Records from a dataset:
* * * *
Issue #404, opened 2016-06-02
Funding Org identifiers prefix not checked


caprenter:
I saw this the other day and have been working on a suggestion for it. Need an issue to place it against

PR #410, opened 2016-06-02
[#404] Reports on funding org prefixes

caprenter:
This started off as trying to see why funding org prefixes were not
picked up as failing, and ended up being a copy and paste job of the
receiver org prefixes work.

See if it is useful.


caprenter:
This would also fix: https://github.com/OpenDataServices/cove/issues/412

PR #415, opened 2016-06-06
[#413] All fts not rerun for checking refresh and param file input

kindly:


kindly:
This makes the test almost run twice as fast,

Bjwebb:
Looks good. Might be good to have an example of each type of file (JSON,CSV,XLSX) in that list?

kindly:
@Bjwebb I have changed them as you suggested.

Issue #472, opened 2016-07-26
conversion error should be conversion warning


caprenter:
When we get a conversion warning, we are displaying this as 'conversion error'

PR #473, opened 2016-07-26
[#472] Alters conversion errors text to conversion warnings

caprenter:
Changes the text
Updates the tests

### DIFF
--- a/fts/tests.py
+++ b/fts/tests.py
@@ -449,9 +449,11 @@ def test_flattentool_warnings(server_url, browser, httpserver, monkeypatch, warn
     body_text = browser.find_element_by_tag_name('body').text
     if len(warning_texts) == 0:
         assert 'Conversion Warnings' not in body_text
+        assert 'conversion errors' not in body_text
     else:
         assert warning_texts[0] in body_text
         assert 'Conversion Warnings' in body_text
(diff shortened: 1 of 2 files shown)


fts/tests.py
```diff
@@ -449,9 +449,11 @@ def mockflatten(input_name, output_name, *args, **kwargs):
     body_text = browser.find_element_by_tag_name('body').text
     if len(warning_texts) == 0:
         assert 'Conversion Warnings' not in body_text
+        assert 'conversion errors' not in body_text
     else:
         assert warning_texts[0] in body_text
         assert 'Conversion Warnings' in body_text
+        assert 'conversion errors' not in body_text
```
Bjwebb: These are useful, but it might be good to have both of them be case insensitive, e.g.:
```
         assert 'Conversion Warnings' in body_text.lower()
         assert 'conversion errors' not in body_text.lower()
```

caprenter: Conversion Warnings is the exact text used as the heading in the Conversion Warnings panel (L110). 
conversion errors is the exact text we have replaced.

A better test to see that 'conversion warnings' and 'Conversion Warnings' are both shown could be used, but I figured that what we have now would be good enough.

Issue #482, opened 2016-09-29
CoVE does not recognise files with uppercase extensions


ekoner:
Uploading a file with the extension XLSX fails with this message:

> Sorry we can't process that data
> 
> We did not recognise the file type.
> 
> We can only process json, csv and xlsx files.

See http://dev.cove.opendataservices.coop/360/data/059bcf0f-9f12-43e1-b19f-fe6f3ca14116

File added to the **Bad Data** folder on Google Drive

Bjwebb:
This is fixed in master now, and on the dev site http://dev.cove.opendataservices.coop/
* * * *
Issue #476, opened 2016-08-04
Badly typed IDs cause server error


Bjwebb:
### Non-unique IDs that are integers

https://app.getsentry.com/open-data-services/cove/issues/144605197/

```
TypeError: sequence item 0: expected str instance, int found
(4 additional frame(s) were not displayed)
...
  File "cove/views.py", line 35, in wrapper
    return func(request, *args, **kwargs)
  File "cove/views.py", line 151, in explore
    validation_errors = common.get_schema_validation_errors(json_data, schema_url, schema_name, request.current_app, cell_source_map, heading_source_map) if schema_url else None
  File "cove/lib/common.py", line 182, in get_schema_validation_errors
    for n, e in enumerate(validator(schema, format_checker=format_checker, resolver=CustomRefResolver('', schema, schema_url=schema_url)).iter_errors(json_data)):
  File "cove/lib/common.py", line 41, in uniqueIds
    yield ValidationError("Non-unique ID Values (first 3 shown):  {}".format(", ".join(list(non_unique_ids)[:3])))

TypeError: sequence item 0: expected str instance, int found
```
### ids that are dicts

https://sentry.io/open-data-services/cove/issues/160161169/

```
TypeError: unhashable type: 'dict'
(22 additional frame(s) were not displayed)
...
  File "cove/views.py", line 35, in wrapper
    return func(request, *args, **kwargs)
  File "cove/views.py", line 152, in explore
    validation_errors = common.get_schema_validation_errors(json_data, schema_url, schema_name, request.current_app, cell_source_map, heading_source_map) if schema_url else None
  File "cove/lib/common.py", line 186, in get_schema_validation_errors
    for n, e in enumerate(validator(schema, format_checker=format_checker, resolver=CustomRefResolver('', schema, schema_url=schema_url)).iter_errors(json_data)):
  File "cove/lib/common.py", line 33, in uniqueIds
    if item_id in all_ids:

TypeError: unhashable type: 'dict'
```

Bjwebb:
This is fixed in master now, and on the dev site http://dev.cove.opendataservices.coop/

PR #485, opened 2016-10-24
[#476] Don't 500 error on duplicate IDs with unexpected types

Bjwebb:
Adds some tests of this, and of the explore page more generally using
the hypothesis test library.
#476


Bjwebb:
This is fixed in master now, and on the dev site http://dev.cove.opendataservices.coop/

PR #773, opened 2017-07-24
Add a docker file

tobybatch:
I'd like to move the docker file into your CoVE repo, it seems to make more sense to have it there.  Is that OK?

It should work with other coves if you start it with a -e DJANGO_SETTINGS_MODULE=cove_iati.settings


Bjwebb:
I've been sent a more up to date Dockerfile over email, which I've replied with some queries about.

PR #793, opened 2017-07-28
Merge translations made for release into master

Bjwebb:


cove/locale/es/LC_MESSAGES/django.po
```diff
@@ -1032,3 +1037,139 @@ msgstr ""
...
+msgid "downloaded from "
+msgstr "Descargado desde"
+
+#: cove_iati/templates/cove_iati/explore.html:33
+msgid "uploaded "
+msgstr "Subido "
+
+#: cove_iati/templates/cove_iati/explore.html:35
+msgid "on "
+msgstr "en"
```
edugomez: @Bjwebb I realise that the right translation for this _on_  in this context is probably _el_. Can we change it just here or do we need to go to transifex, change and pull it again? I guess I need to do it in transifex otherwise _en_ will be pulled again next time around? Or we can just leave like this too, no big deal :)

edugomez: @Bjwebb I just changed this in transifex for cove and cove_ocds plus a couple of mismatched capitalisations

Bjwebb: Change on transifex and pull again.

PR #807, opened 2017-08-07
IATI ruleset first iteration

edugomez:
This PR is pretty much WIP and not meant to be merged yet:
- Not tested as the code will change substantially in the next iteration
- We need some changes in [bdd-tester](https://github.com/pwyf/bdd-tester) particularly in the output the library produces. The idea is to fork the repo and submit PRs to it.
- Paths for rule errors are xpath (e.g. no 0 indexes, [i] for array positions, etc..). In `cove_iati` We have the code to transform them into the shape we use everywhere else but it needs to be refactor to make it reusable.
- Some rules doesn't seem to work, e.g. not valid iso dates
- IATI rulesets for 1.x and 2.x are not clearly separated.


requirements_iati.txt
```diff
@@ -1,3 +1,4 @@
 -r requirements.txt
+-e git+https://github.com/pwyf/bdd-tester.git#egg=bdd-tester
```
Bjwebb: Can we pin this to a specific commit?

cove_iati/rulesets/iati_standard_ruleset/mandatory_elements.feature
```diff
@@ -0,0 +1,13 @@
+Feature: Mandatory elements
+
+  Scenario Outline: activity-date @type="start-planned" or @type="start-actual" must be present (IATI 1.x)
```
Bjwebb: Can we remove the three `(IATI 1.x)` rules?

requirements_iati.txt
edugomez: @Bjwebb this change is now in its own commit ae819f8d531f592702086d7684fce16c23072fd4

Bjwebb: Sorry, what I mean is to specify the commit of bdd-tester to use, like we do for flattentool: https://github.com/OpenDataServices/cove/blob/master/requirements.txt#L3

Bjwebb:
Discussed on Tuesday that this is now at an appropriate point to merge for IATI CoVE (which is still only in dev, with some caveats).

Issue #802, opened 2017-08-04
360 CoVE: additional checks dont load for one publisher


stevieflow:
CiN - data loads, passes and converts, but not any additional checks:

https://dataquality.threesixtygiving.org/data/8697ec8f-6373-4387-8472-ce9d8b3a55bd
* * * *
== Problem details ==
Among the records above, only the lines between the line holding "Issue #404, opened 2016-06-02" and the line holding "PR #410, opened 2016-06-02", inclusive, are to be output, exactly as written.

== Solution below ==
Issue #404, opened 2016-06-02
Funding Org identifiers prefix not checked


caprenter:
I saw this the other day and have been working on a suggestion for it. Need an issue to place it against

PR #410, opened 2016-06-02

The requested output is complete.